# Expanding CAR T cell applications through high-throughput forward- and reverse immune engineering

> **NIH NIH DP2** · NEW YORK UNIVERSITY SCHOOL OF MEDICINE · 2024 · $1,525,500

## Abstract

Adaptive immunity is one of the most complex and clinically relevant aspects of human biology, where immune
cells have evolved over millions of years to discriminate non-self from self, and the dangerous from the
innocuous. Though cancer cells pose an intrinsic danger to an organism, their derivation from self enables them
to evade immune recognition. Nevertheless, an increased understanding of interactions between immune cells
and cancer cells has culminated in extraordinary cures in refractory cancers by harnessing the immune response.
However, the success of these therapies remains relegated to subsets of cancers (mostly leukemias and high
mutational tumors), owing largely to a lack of highly specific immunotherapy targets in the majority of cancers.
In my previous work, I developed new methods to identify novel tumor antigens and engineer a new class of
chimeric antigen receptors (CAR) T cells called peptide-centric (PC)-CAR T cell, which are capable of targeting
low mutational solid tumors. These PC-CAR T cells completely eradicate highly aggressive tumors in all
relevant preclinical models and are entering clinical trials in 2024. The process that I developed for generating
PC-CARs provides a roadmap that can be applied to all tumor types, significantly expanding the population of
patients that are eligible for CAR therapies (Yarmarkovich et al., Nature 2021).
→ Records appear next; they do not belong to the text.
PR #926, opened 2023-12-02
Fix: Poetry install with --no-root

### LINKED ISSUE #924: Failed to install yeti
Before opening an issue, please make do a quick search through the current issues.

### Description
The installation of yeti fails. 

### Environment

| Yeti release              | master
| Yeti-frontend release     | ?
| OS version                | macOS 14.1
| Browser                   | -
| Poetry                   | 1.7.1

 

### Steps to Reproduce

Try to install yeti (like it is done in the Docker yeti-docker recipe. The same error happens on docker build too.)

1. Clone yeti repo & create virtual env of python 3.10
2. poetry install --with plugins

#### Expected behavior
Installation works

#### Actual behavior
Installation fails with the following warnings & errors

```bash
% bin/poetry install --with plugins
Installing dependencies from lock file
Warning: poetry.lock is not consistent with pyproject.toml. You may be getting improper dependencies. Run `poetry lock [--no-update]` to fix it.
...
The current project could not be installed: No file/folder found for package yeti
If you do not want to install the current project use --no-root
```

#### Analysis

I asume the that the layout of the package does no longer work with the current version(s) of poetry. As the error message and the documentation indicates there needs to be a folder called `yeti`. See https://python-poetry.org/docs/cli/#new

tomchop:
Fixes #924


udgover (approved):
LGTM!

PR #931, opened 2023-12-05
Ignore revoked ATT&CK entities (fixes #912)

### LINKED ISSUE #912: Revoked-By Links to Same Entity
### Description
Some entities have revoked-by links to other entities which are linking to the same entity.
E.g. Attack Pattern for PowerShell has two revoked-by links to PowerShell and the link takes you to the same PowerShell entity you're currently on. I'm guessing this probably has to do with older version of that attack pattern leftover in the ATT&CK dataset that's being parsed.

### Environment

| Yeti release              | 2.0.2
| Yeti-frontend release     | latest
| OS version                | macOS 13.6.1
| Browser                   | Edge 119.0.2151.72

### Steps to Reproduce

Open Attack Pattern for PowerShell. Click on the Attack Pattern relationship tab at the bottom. See two revoked-by links from PowerShell to PowerShell. See that URLs for each all go to the same Attack Pattern entity that you're currently on.

#### Expected behavior
I'm not sure of the best approach here. Maybe if the relationship is to an entity of the same name, then a revoked-by link wouldn't be generated. The old version of the entity it's likely referencing is already not brought into Yeti that I'm aware of, so no reason to generate a relationship trying to reference it.

#### Actual behavior
Entity is linking back to itself because the old version that the ATT&CK dataset is referencing doesn't exist within Yeti.

Screenshot 2023-11-28 at 09 17 25

tomchop:


sebdraven (approved):

udgover (commented):
LGTM!

PR #949, opened 2023-12-15
Extended observables api

udgover:


core/web/apiv2/observables.py
```diff
@@ -123,19 +168,19 @@ async def bulk_add(request: NewBulkObservableAddRequest) -> list[Observable]:
...
-                type=new_observable.type,
-                created=datetime.datetime.now(datetime.timezone.utc),
-            ).save()
-            if new_observable.tags:
-                observable = observable.tag(new_observable.tags)
+            new_observable = new_observable.model_dump()
+            obs_type = new_observable.pop("type")
+            tags = new_observable.pop("tags", [])
+            cls = TYPE_MAPPING[obs_type]
+            observable = cls(**new_observable).save()
```
tomchop, line 175: I'd avoid using model_dump() here so we can keep Pydantic's type-hinting.

```suggestion
            tags = new_observable.tags
            cls = TYPE_MAPPING[new_observable.type]
            observable = cls(value=new_observable.value).save()
```

Given that `NewObservableRequest` doesn't support extended attributes.

tests/apiv2/observables.py
```diff
@@ -13,13 +12,29 @@ class ObservableTest(unittest.TestCase):
...
         database_arango.db.clear()
 
+    def assert_empty_file_observable(self, data):
+        self.assertEqual(data["name"], "empty")
+        self.assertEqual(data["type"], "file")
+        self.assertEqual(data["size"], 0)
+        self.assertEqual(data["sha256"], "e3b0c44298fc1c149afbf4c8996fb92427ae41e4649b934ca495991b7852b855")
+        self.assertEqual(data["sha1"], "da39a3ee5e6b4b0d3255bfef95601890afd80709")
+        self.assertEqual(data["md5"], "d41d8cd98f00b204e9800998ecf8427e")
+        self.assertEqual(data["mime_type"], "inode/x-empty; charset=binary")
```
tomchop, line 22: I'd rather have duplicate code in tests rather than add logic to tests.

tests/apiv2/observables.py
```diff
@@ -44,6 +76,23 @@ def test_observable_search(self):
         data = response.json()
         self.assertEqual(len(data), 2)
 
+    def test_observable_search_extended_response(self):
```
tomchop, line 79: This tests the same sort of thing than `test_observable_search`. Maybe you'd want to search on one of the extended attributes instead of value?

tomchop (changes requested):

core/web/apiv2/observables.py
```diff
@@ -25,6 +35,21 @@ def validate_tags(cls, value) -> list[str]:
...
+    observable: ObservableTypes
+    tags: list[str] = []
+
+    @field_validator("tags")
+    @classmethod
+    def validate_tags(cls, value) -> list[str]:
+        for tag in value:
+            if not tag:
+                raise ValueError("Tags cannot be empty")
+        return value
```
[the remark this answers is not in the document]
udgover: While copy / pasting this I was thinking about the same thing :) So definitely yes!

tests/apiv2/observables.py
udgover: I added a dedicated test because the already existing one checks the query matches two observables. I could replace hostname with two files named empty and empty2 if you think that makes more sense.

core/web/apiv2/observables.py
udgover: Fixed in 59b5296aa21667a06784b1780ad1d93adc82182a

tests/apiv2/observables.py
udgover: Fixed in 21a7b4b4cbcaab862c75a43ef9cc82cc39c4d5dd

core/web/apiv2/observables.py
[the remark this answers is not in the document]
udgover: Fixed in 84a32a7da18dd4623e5b7780551711c63389a00c

core/web/apiv2/observables.py
```diff
@@ -25,13 +29,29 @@ def validate_tags(cls, value) -> list[str]:
         return value
 
 
+# Request schemas
+class NewObservableRequest(BaseModel, TagRequestMixin):
+    model_config = ConfigDict(extra='forbid')
+
+    value: str
+    tags: list[str] = []
+    type: ObservableType
```
tomchop, line 38: Should this be `ObservableTypes` ?

tomchop (approved):
One small nit, otherwise this looks good!

core/web/apiv2/observables.py
udgover: It's type here, not observable :)

PR #954, opened 2023-12-16
Fix: calling save() doesn't overwrite all the object's contents (fixes #947)

### LINKED ISSUE #947: Observable Feeds Overwriting Instead of Updating
### Description
Running into an issue with observables brought in from the built in feeds are unable to be modified as they will just be replaced the next time the feed runs. 
Working through a project where I'm adding context or tags to some observables via enrichment from other sources, like geo-ip information for example. 
This all works great until the next time the feed runs and then the observable object appears to be overwritten with the source feed data, rather than just bringing down changes from the source.

### Environment

| Yeti release              | 2.0.4
| Yeti-frontend release     | latest

### Steps to Reproduce

Import observables via built in feed, like `blocklistdeSSH`. Add tags or context to said observable manually or via API. Rerun sync from source feed and check observables for your changes.

#### Expected behavior
The source feed should check for any delta since the last time the feed ran and update rather than overwrite any new data.

#### Actual behavior
The source feed is overwriting all local changes to an observable each time the feed runs, rather than only updating on the changes that have been made since it's last run.

tomchop:


udgover (approved):
LGTM!

PR #35, opened 2015-02-09
Add 3.5.0a1

tianon:
This is literally just a copy of the 3.4 directory with all the version numbers changed.  Building it now to make sure it actually works. :+1:

### DIFF
--- a/3.5/Dockerfile
+++ b/3.5/Dockerfile
@@ -1,0 +1,43 @@
+FROM buildpack-deps:jessie
+
+# remove several traces of debian python
+RUN apt-get purge -y python.*
+
+# http://bugs.python.org/issue19846
+# > At the moment, setting "LANG=C" on a Linux system *fundamentally breaks Python 3*, and that's not OK.
+ENV LANG C.UTF-8
+
+ENV PYTHON_VERSION 3.5.0a1
+ENV PYTHON_VERSION_DIR 3.5.0
+
+# gpg: key F73C700D: public key "Larry Hastings <larry@hastings.org>" imported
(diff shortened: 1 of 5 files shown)


tianon:
This one needs to wait for #36, since it has to change the same bits (and propagate them in more places).  I'll rebase and update this after that one's reviewed and merged.

tianon:
Rebased! :tada:

yosifkit:
I'm not sure I like the extra `ENV` for the directory in the url.  It makes 3.5 different from the other versions of python.

tianon:
Technically, 3.4 should have the same thing (as I discovered with `3.4.3rc1` that we discussed briefly).  Would you feel better about it if I copied the same syntax to 3.4 and 3.3?  Or would you rather I embed it somehow in the actual build line?

yosifkit:
For 3.4 (or any version), we don't really want to push an alpha or RC unless there is not a real release for that major version, since we do not have an easy way to do both the release 3.4.2 and the pre-release 3.4.3rc1.

As far as how to reconcile this for all versions, we could move your logic from `update.sh` to the beginning of each download block `versionDir="$(echo "$PYTHON_VERSION" | sed -r 's/[^0-9.]+.*$//')"`, but if you think ENVs in all the versions is a better solution we can do that.  Really, I just want to ensure consistency where possible.

tianon:
This is a general problem we have with multiple repos we maintain, not just this one, and I don't feel like we have a good solution yet. :disappointed:

I agree that this isn't great, especially since it's inconsistent, so I'm closing for now.

PR #34, opened 2015-02-04
Gpg verification

Moghedrin:
Add gpg verification to the Python image.

Fixes #32

PR #36, opened 2015-02-09
Add GPG verification to slim and wheezy variants too

tianon:
Also, fix `update.sh` to actually hit both the slim and wheezy variants when bumping...

This is the bits that were missed in #34.


yosifkit:
LGTM

Issue #21, opened 2014-11-21
Python should be configured/built with --enable-shared option.


GrahamDumpleton:
Currently the Python installations are built with a command like:

```
RUN mkdir -p /usr/src/python \
    && curl -SL "https://www.python.org/ftp/python/$PYTHON_VERSION/Python-$PYTHON_VERSION.tar.xz" \
        | tar -xJC /usr/src/python --strip-components=1 \
    && cd /usr/src/python \
    && ./configure \
    && make -j$(nproc) \
    && make install \
    && cd / \
    && rm -rf /usr/src/python
```

When running `configure`, you should be supplying the `--enable-shared` option to ensure that shared libraries are built for Python. By not doing this you are preventing any application which wants to use Python as an embedded environment from working. This is because the lack of the shared library results in any embedded system failing at compile time with:

```
/usr/bin/ld: /usr/local/lib/libpython2.7.a(abstract.o): relocation R_X86_64_32S against `_Py_NotImplementedStruct' can not be used when making a shared object; recompile with -fPIC

/usr/local/lib/libpython2.7.a: error adding symbols: Bad value

collect2: error: ld returned 1 exit status

error: command 'gcc' failed with exit status 1
```

This basic mistake is something that Linux distributions themselves made for many years and it took a lot of complaining and education to get them to fix their Python installations. It would be nice to see you address this and do what all decent Linux distributions do now, and have done for a while, and install Python with shared libraries.

Starefossen:
> Next is the presence of --enable-unicode=ucs4. By default Python when built from source code uses ucs2 for Unicode. I don't really understand the Linux rational for using ucs4 but every Linux distribution I have seen overrides it and uses ucs4.

I ran into this issue that this version of Python isn't using `ucs4`. Is there any possiblility to append/override configuration options using environment variables like [pyenv](https://github.com/yyuu/pyenv/blob/master/plugins/python-build/README.md#special-environment-variables) does?

gjcarneiro:
Unfortunately --enable-shared builds a CPython interpreter that is [slower](https://gist.github.com/methane/4681131).  What distributions usually do is build Python twice, once static, to make the /usr/bin/python interpreter faster, and another time with --enable-shared just so that it installs the shared library.

GrahamDumpleton:
[...]

PR #38, opened 2015-02-26
Configure Python with --enable-unicode=ucs4

Starefossen:
Ref. #21 I went ahead and added the `--enable-unicode=ucs4` configuration flag.

Maybe this could be solved via a `PYTHON_CONFIGURE_OPTS` environment variable?

### DIFF
--- a/2.7/Dockerfile
+++ b/2.7/Dockerfile
@@ -20,7 +20,7 @@ RUN set -x \
 	&& tar -xJC /usr/src/python --strip-components=1 -f python.tar.xz \
 	&& rm python.tar.xz* \
 	&& cd /usr/src/python \
-	&& ./configure --enable-shared \
+	&& ./configure --enable-shared --enable-unicode=ucs4 \
 	&& make -j$(nproc) \
 	&& make install \
 	&& ldconfig \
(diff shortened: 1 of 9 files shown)


tianon:
This seems reasonable to me. :+1:

@paultag since you have really strong opinions on Python and UTF8, care to weigh in?

https://docs.python.org/2/c-api/unicode.html
> This type represents the storage type which is used by Python internally as basis for holding Unicode ordinals. Python’s default builds use a 16-bit type for Py_UNICODE and store Unicode values internally as UCS2. It is also possible to build a UCS4 version of Python (most recent Linux distributions come with UCS4 builds of Python). These builds then use a 32-bit type for Py_UNICODE and store Unicode data internally as UCS4. On platforms where wchar_t is available and compatible with the chosen Python Unicode build variant, Py_UNICODE is a typedef alias for wchar_t to enhance native platform compatibility. On all other platforms, Py_UNICODE is a typedef alias for either unsigned short (UCS2) or unsigned long (UCS4).

https://docs.python.org/3/c-api/unicode.html also has this interesting tidbit: (but not much else one way or another)
> When dealing with single Unicode characters, use Py_UCS4.

paultag:
Euch, sorry, was going to reply, yeah this seems entirely reasonable to me!

:+1:

tianon:
LGTM

tianon:
(thanks @paultag :heart:)

yosifkit:
LGTM

Starefossen:
Does anyone know when the image on Docker Hub will be updated?

tianon:
See https://github.com/docker-library/official-images/pull/528 for progress
on that.

PR #41, opened 2015-04-02
 Add libbz2-dev to buildDeps

### LINKED ISSUE #39: Should slim also install libbz2-dev
When trying to `pip install pytz` i get the following error message:

    tarfile.CompressionError: bz2 module is not available

Imo libbz2-dev should be installed and included before building python.

denibertovic:
Closes #39

@tianon @yosifkit  I'm not sure what to do about the tests ... that's mentioned in the original issue. Is this good to go as is? (and then refactor the tests as needed?)

### DIFF
--- a/3.4/slim/Dockerfile
+++ b/3.4/slim/Dockerfile
@@ -19,7 +19,7 @@ ENV PYTHON_VERSION 3.4.3
 RUN gpg --keyserver pool.sks-keyservers.net --recv-keys 97FC712E4C024BBEA48A61ED3A5CA953F73C700D
 
 RUN set -x \
-	&& buildDeps='curl gcc libc6-dev libsqlite3-dev libssl-dev make xz-utils zlib1g-dev' \
+	&& buildDeps='curl gcc libbz2-dev libc6-dev libsqlite3-dev libssl-dev make xz-utils zlib1g-dev' \
 	&& apt-get update && apt-get install -y $buildDeps --no-install-recommends && rm -rf /var/lib/apt/lists/* \
 	&& mkdir -p /usr/src/python \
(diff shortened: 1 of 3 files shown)


3.4/slim/Dockerfile
```diff
@@ -19,7 +19,7 @@ ENV PYTHON_VERSION 3.4.3
 RUN gpg --keyserver pool.sks-keyservers.net --recv-keys 97FC712E4C024BBEA48A61ED3A5CA953F73C700D
 
 RUN set -x \
-	&& buildDeps='curl gcc libc6-dev libsqlite3-dev libssl-dev make xz-utils zlib1g-dev' \
+	&& buildDeps='curl gcc libc6-dev libsqlite3-dev libssl-dev make xz-utils zlib1g-devi libbz2-dev' \
```
tianon: `devi`? :+1:

(you must be a Vim user! :smile:)

Also, worth noting that these are sorted alphabetically. :wink:

tianon:
You've tested to make sure this actually _fixes_ #39, right, and aren't just taking our word that it's probably the right fix? :smile:

tianon:
(and yeah, adding a test to verify this in the future too to the official images tests would be a good idea, but orthogonal)

denibertovic:
@tianon yeah vim user. Sorry about that typo :) I'll address your comments later today.

Oh, and yes I've verified it actually fixes the issue because I've bumped into it myself, and after adding this it worked.

denibertovic:
I should mention that I used the 2.7 version.

tianon:
Cool, sounds good :+1:  Just give a shout when you've got the fixes in. :smile:

denibertovic:
@tianon @yosifkit updated! I will add tests in a separate PR for https://github.com/docker-library/official-images/issues/560

yosifkit:
LGTM

tianon:
LGTM

PR #44, opened 2015-04-22
More resilient gpg getting

yosifkit:
- move to "high-availability" [subset](https://sks-keyservers.net/overview-of-pools.php#pool_ha).

related: https://github.com/docker-library/php/pull/92


tianon:
LGTM

PR #46, opened 2015-05-19
Install explicit version of "pip"

tianon:


2.7/Dockerfile
```diff
@@ -12,6 +12,9 @@ RUN gpg --keyserver ha.pool.sks-keyservers.net --recv-keys C01E1CAD5EA2C4F0B8E35
 
 ENV PYTHON_VERSION 2.7.9
 
+# if this is called "PIP_VERSION", pip explodes with "ValueError: invalid truth value '<VERSION>'"
+ENV _PIP_VERSION 6.1.1
```
Starefossen: I would maybe have preferred naming it something less awkward like `DOCKER_PIP_VERSION` or `PYTHON_PIP_VERSION`.

tianon: That's definitely easy to change. :+1:

Starefossen: Otherwise this PR looks solid to me :+1:

tianon: Updated! :heart:

yosifkit:
LGTM

PR #48, opened 2015-05-24
Add support for Python 3.2

radeksimko:


tianon:
Hmm, it would appear that 3.2 is actually still "supported" (at least for security updates) until February 2016 (https://www.python.org/dev/peps/pep-0392/#lifespan).

LGTM :+1:

yosifkit:
LGTM

radeksimko:
Thanks, since there doesn't seem to be any direct integration w/ Docker Hub, what's the process behind getting it to https://registry.hub.docker.com/_/python/ as a tag + mentioning it in the Readme (_Information_ tab)?

yosifkit:
It is a PR to the official-images, like this one: [docker-library/official-images#758](https://github.com/docker-library/official-images/pull/758/files).  The `library/python` file there is generated by running the `generate-stackbrew-library.sh` from this repo.

PR #50, opened 2015-06-05
Skip pip's default caching behavior

mattrobenolt:
This caching includes the file that was downloaded over http,
as well as this new wheel cache. Neither of which are valuable
and just add bloat into the resulting images. Similar to removing
the apt caches on disk at each layer. This also makes pip install's
a tiny bit faster since pip avoids trying to automatically create
wheels (which is fast itself, but again, unnecessary in this world).

See:
  - https://pip.pypa.io/en/latest/reference/pip_install.html#caching
  - https://pip.pypa.io/en/latest/reference/pip_install.html#wheel-cache

### DIFF
--- a/2.7/Dockerfile
+++ b/2.7/Dockerfile
@@ -28,7 +28,7 @@ RUN set -x \
 	&& make install \
 	&& ldconfig \
 	&& curl -SL 'https://bootstrap.pypa.io/get-pip.py' | python2 \
-	&& pip install --upgrade pip==$PYTHON_PIP_VERSION \
+	&& pip install --no-cache-dir --upgrade pip==$PYTHON_PIP_VERSION \
 	&& find /usr/local \
 		\( -type d -a -name test -o -name tests \) \
 		-o \( -type f -a -name '*.pyc' -o -name '*.pyo' \) \
@@ -36,6 +36,6 @@ RUN set -x \
 	&& rm -rf /usr/src/python
 
 # install "virtualenv", since the vast majority of users of this image will want it
-RUN pip install virtualenv
+RUN pip install --no-cache-dir virtualenv
 
 CMD ["python2"]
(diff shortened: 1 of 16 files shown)


yosifkit:
Great idea! How about just the following so that it applies to all pip invocations?

```Dockerfile
RUN { echo '[install]'; echo 'no-cache-dir = true'; } > /etc/pip.conf
```

mattrobenolt:
@yosifkit I disagree. I don't think I'd want this explicitly disabled for all future pip invocations, even inside my layers. Maybe I want to leverage the pip caching for my local dev environment and I mount a volume into `/root/.cache`. I'd rather assume the default behavior of pip instead of figuring out later that it has been globally disabled and need to remove this file.

Thoughts?

yosifkit:
I concede the point.  Can you update your commit to get the other couple files:

```console
3.4/Dockerfile:30:      && pip3 install --upgrade pip==$PYTHON_PIP_VERSION \
3.4/slim/Dockerfile:49: && pip3 install --upgrade pip==$PYTHON_PIP_VERSION \
3.4/wheezy/Dockerfile:30:       && pip3 install --upgrade pip==$PYTHON_PIP_VERSION \
```

tianon:
The reason I'd personally prefer the configuration file is that users who
already do "RUN pip install ..." would be reaping the benefits of the
change without changing their Dockerfile, but the complaint about "least
surprise" definitely resonates.

Perhaps we start with this change and then upgrade to a file + image
documentation (noting that we've created this file) at some potential
future point?

mattrobenolt:
@yosifkit I updated to catch the `pip3` cases.

@tianon The reason I'm against the config file is that there is no way to opt out of the behavior AFAIK if it's in the file. So it's dictating a position down to users. I'd much rather document and lead by example than force a position down on users.

tianon:
It can still be opted out of in a file -- you can either remove the file or use an explicit `--cache-dir`, but not going away from the defaults in this case definitely resonates more with me.

tianon:
LGTM

yosifkit:
LGTM

PR #55, opened 2015-06-16
Add "libreadline-dev" to fix readline module usage

### LINKED ISSUE #53: readline module missing in python:2.7-slim
```
Python 2.7.10 (default, Jun  9 2015, 21:06:35) 
[GCC 4.9.2] on linux2
>>> import readline
ImportError: No module named readline
```

See https://docs.python.org/2/library/readline.html

Someone could argue that the python-slim only contains software relevant for servers, but sometimes it would be very helpful to get some debug interfaces working. For example iPython works way better when the `readline` module is available.

tianon:
Fixes #53

### DIFF
--- a/2.7/slim/Dockerfile
+++ b/2.7/slim/Dockerfile
@@ -28,6 +28,7 @@ RUN set -x \
 		libbz2-dev \
 		libc6-dev \
 		libncurses-dev \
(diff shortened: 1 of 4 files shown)


yosifkit:
LGTM

PR #65, opened 2015-11-13
Added Python 2.7 with Ubuntu Wily

fishgills:
I'm working on a project that requires some newer versions of libraries located in Ubuntu Wily. Thought I would try to help out.

### DIFF
--- a/2.7/wily/Dockerfile
+++ b/2.7/wily/Dockerfile
@@ -1,0 +1,41 @@
+FROM buildpack-deps:wily
+
+# remove several traces of debian python
+RUN apt-get purge -y python.*
+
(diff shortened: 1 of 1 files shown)


tianon:
Sorry for the delay -- honestly not sure how I feel about an official wily variant.  If we were to add this, why wouldn't we add every suite combination (which is a little bit insane for sure)? ie, what if anything makes "wily" a special case?

I can appreciate the need for newer libraries, but I don't know that there's a good solution for reconciling that here which doesn't lead down the path of having an insane number of variants. :disappointed:

mattrobenolt:
I'm +1 on closing this as well, especially considering _if anything_, there's new LTS.

PR #70, opened 2015-12-15
Add "all"

hobarrera:
This is a new image, which contains all supported python versions.  
The intention is for this image to be used in scenarios like running tests (in my particular case, via [GitLab CI](http://doc.gitlab.com/ci/docker/using_docker_build.html)).

The code is actually 100% based on existing `Dockerfile`s.

### DIFF
--- a/all/Dockerfile
+++ b/all/Dockerfile
@@ -1,0 +1,114 @@
+FROM buildpack-deps:jessie
+
+# remove several traces of debian python
+RUN apt-get purge -y python.*
+
+# http://bugs.python.org/issue19846
+# > At the moment, setting "LANG=C" on a Linux system *fundamentally breaks Python 3*, and that's not OK.
+ENV LANG C.UTF-8
+
+# gpg: key 18ADD4FF: public key "Benjamin Peterson <benjamin@python.org>" imported (for py27)
+RUN gpg --keyserver ha.pool.sks-keyservers.net --recv-keys C01E1CAD5EA2C4F0B8E3571504C367C218ADD4FF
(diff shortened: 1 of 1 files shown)


Starefossen:
Shouldn't testing be done in different containers in order to ensure that individual test runs does not interfere with each other?

hobarrera:
Python testing tools like [tox](https://testrun.org/tox/latest/) run test suites with different python versions, using each one at a time - while it's possible to configure a different container for each, it adds a configuration overhead, which then results in a runtime overhead with no real benefit.

hobarrera:
bump?

tianon:
I'm personally -1 to this as an official variant, especially since this isn't a configuration that upstream is especially keen to recommend or endorse (even if they do support it).  I think using something like https://github.com/yyuu/pyenv to replicate this kind of configuration inside the container is probably going to be easier to manage in the long run for folks who need more than one version in the same container.

hobarrera:
@tianon: Since my main target usage is CI, `pyenv` doesn't really help much; I'd need to start with a blank container and install everything onto is *on each run*. The isolate-python versions problem is already tackled by `tox`, a very common python test-suite runner.

Installing all python versions on each run is exactly what I avoid by using the container proposed in this PR.

tianon:
Right, I agree that an image like this _is_ useful, but I disagree that it
makes sense to include as an official Python variant, given that it's not a
standard configuration that upstream recommends.  My point was that it
should be reasonably easy to build an image that does this using existing
tools without adding an official tag here that does it, and that you're
going to have a better, more well-supported experience by doing so using
tools that are already designed to do this (and do it reasonably well).

PR #73, opened 2015-12-24
Add "-f" to all "curl" invocations

tianon:


tianon:
Nice, only failure is Python 3.5 + Hy, which is known (see also https://github.com/hylang/hy/pull/1006 for attempts to get the fix for that into a release).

Having pioneered the first-
generation of PC-CARs, I am uniquely familiar with the challenges of the process and have carefully devised
strategies to improve this process such as to develop safer and more effective immunotherapies. The work
described in my DP2 is focused on developing new technologies that address two major bottle-necks in the
current CAR development process, identifying tumor-specific antigens and engineering antigen-specific
receptors. To identify tumor-specific targets, I describe a comprehensive immunoproteomic search tool that I
expect will uncover targets in any given tumor. I also propose new strategies for identifying logic-gated CAR
targets and methods to streamline their screening in a high-throughput manner. To generate safer and more
effective PC-CAR receptors, I describe new library systems that allows for screening of CAR T cells at an
unprecedented scale, enabling the efficient generation of 104 antigen-specific CAR clones and a system to screen
them in the most relevant contexts. I also describe an entirely new approach for developing CAR T cells through
“reverse engineering” the immune response from patients who have been cured of cancer using immune
checkpoint inhibitors. Finally, I describe new computational methods for de novo engineering of PC-CAR
receptors and in silico cross-reactivity screening that have the potential to dramatically scale PC-CAR
development. This multi-pronged strategy describes several new approaches, each of which can transform
the development of immunotherapies and benefit a large population of cancer patients if successful...

## Key facts

- **NIH application ID:** 10910581
- **Project number:** 1DP2CA301080-01
- **Recipient organization:** NEW YORK UNIVERSITY SCHOOL OF MEDICINE
- **Principal Investigator:** Mark Yarmarkovich
- **Activity code:** DP2 (R01, R21, SBIR, etc.)
- **Funding institute:** NIH
- **Fiscal year:** 2024
- **Award amount:** $1,525,500
- **Award type:** 1
- **Project period:** 2024-09-01 → 2027-08-31

## Primary source

NIH RePORTER: https://reporter.nih.gov/project-details/10910581

## Citation

> US National Institutes of Health, RePORTER application 10910581, Expanding CAR T cell applications through high-throughput forward- and reverse immune engineering (1DP2CA301080-01). Retrieved via AI Analytics 2026-05-26 from https://api.ai-analytics.org/grant/nih/10910581. Licensed CC0.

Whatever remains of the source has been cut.